In fact, according to the former agent who spoke with WIRED, the FBI has tools to quickly identify indicators of classified documents in a large corpus of data. Zdziarski compares those tools to the software that checks for plagiarism, but instead checks for matches or near-matches in text with a collection of classified material. And the FBI could also search for keywords to prioritize reading any new messages about subjects they’d already pursued in their previous investigation of Clinton’s emails.
The FBI declined WIRED’s request for more information about how it performed its week-long search. But the cybersecurity and forensics community described the task as almost trivial. Asked by City University of New York journalism professor Jeff Jarvis how the NSA would handle the email collection, NSA leaker Edward Snowden summed up his suggested method in a tweet:
@jeffjarvis Drop non-responsive To:/CC:/BCC:, hash both sets, then subtract those that match. Old laptops could do it in minutes-to-hours.

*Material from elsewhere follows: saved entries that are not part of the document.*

PR #457, opened 2024-10-21
Register operator

jonstacks:
## What

Registers the the Kubernetes Operator with the ngrok API. If bindings are enabled, it generates the TLS secret with a private key, creates a CSR as part of registration, and saves the returned certificate in the secret.

## How

* Consolidate the binding configuration and TLS secret reconcilers into the KubernetesOperator reconciler.

## Breaking Changes
Yes, some of the existing CRDs are being replaced with this change. We haven't released these yet, so unless someone is running on the latest `main`, they won't be impacted.


internal/controller/bindings/endpointbinding_poller.go
```diff
@@ -154,7 +154,7 @@ func (r *EndpointBindingPoller) createBinding(ctx context.Context, hashedName st
 	return nil
 }
 
-func (r *EndpointBindingPoller) updateBinding(ctx context.Context, binding *bindingsv1alpha1.EndpointBinding, apiEndpoint *EndpointBinding, urlBits *URLBits) error {
+func (r *EndpointBindingPoller) updateBinding(ctx context.Context, binding *bindingsv1alpha1.EndpointBinding, _ *EndpointBinding, urlBits *URLBits) error {
```
hjkatz, line 157: Heads up we might conflict on this change

internal/controller/ngrok/kubernetesoperator_controller.go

— Edward Snowden (@Snowden) November 7, 2016
The real question, wrote cybersecurity consultant Rob Graham in his blog, isn’t how the FBI managed to conclude its investigation in eight days. It’s how it managed to take so long. “Computer geeks have tools that make searching the emails extremely easy,” wrote Graham. “Given those emails, and a list of known email accounts from Hillary and associates, and a list of other search terms, it would take me only a few hours to reduce the workload from 650,000 emails to only a couple hundred, which a single person can read in less than a day.”
In other words, no, General Flynn, it’s not impossible to read an email in a second. That’s what computers are for.